The contact networks formed within the HIV model are driven by the behavioral parameters found in the Society section of the demographics file. These parameters control pair formation, relationship types, and level of relationship concurrency. For more information about how contact networks work, see Relationships and contact networks.
One very flexible and powerful feature of the model is a feature known as IndividualProperties (see Individual and node properties for more information). With this feature, it is possible for the user to create a set of tags for individuals in order to target them for events such as specific interventions, types of care, or even having a specific risk level. IndividualProperties is also used to tag individuals for campaign decisions or to create a cycle of care (such as their participation in ART programs and associated drop-out rates). For more information on this Cascade of Care, see Cascade of care.
The time-course of a simulation run is depicted graphically below. In general, simulations begin prior to the start of infection, (in the example, the year 1960) to allow ample time for relationships to “burn-in.” During this burn-in time, individuals with demographic properties dictated in the demographics file begin forming relationships; relationship formation rates for each gender and relationship type are updated daily using the relationship flow algorithm (see Relationships and contact networks for more information). Adjustment of pair formation entry rates is terminated at a specific timepoint (in the example, at 1975) and the rates are fixed at that value for the remainder of the simulation.
Next, a timepoint is selected to see infections (1980 in the example). The seeding process infects a configured percentage of the population, as determined by data and configured in a campaign file (see Outbreak for more information).
The last portion to configure is the introduction of treatment. Here, the ART intervention is enabled in the year 2012. Eligible individuals enroll in ART as determined in the campaign file. ART distribution continues for the duration specified, which here is the remainder of the simulation which runs until 2050.

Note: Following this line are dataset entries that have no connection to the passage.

Issue #112, opened 2021-04-18
Intern(ship) program page


mattxwang:
One of the more common pieces of feedback we got was that the intern program was confusing to navigate! I think the website is one of the best ways we can clear up this confusion; we should make a page that outlines everything any interested party should know.

Working on this ticket is much like working on a bigger informational page for a large company: you'll work with various parties to balance everyone's needs. The general workflow for this ticket should look something like:

1. first, meet with Ava Asmani, the new internship director; she has a certain vision for this page
2. then, create a barebones skeleton of the relevant layout/functionality
3. with draft copy, flesh out individual sections component by component - placeholder content is fine
4. once the page is laid out, work with ACM Design & Ava on the UX: is it intuitive? easy to navgiate? hierarchical content?
5. if possible, a bit of 'user testing' - asking previous interns, current officers, etc.
6. finalize content, copy
7. publish 🚀 

While this is a quite involved process, you (the dev) are mostly responsible for the layout of the page and the mapping of the content, but not writing the content yourself. If you are interested in copywriting or web design, this is a great way to dip your toes into the work process.

Some general content that this site should have:

* what *is* the internship program? how does it differ from being a general member, or an officer? does it matter per-committee? dev team?
    * what information is most important? How should the page layout reflect this information hierarchy? This page will serve as the internship program's external facing image, how do we want to represent ourselves?
* when is the timeline for application? for interviews? for acceptance? (this is obv TBD for next year)
* who is eligible? do you need to have prior experience for any internships?
* do we pay people? (no)
* other relevant FAQs (Ava is likely the best point person for this)

Some goodies you can debate on:

* in general, how dynamic or static should this page be?
* do we want to feature past interns? if so, how - with photos, testimonials, etc.?
* how much information should be on this page, opposed to committee websites; what if committees don't have a website?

Model output and reporters¶
EMOD supports numerous methods for viewing simulation output. By default, every simulation creates an output report of aggregated data (see Output files for more information). While EMOD enables the creation of custom reports, the HIV model has an extensive list of available built-in reports. The reports are enabled in the config.json file (see the “Output” section of Configuration parameters for a complete list) and provide information on aspects of relationships and pair formation, infection status (including CD4 counts, WHO stage, and start and stop years), ART status, demographics, mortality, and other pertinent information. Note that it is important to keep track of which reports are enabled when running simulations, as some output files may not be desirable or appropriate with the simulation configuration. For example, Report_HIV_Infection creates a .csv file which logs the state of each individual at each time- step, so as the population grows or the simulation duration increases, this file will become extremely large and simulations can take much longer to complete.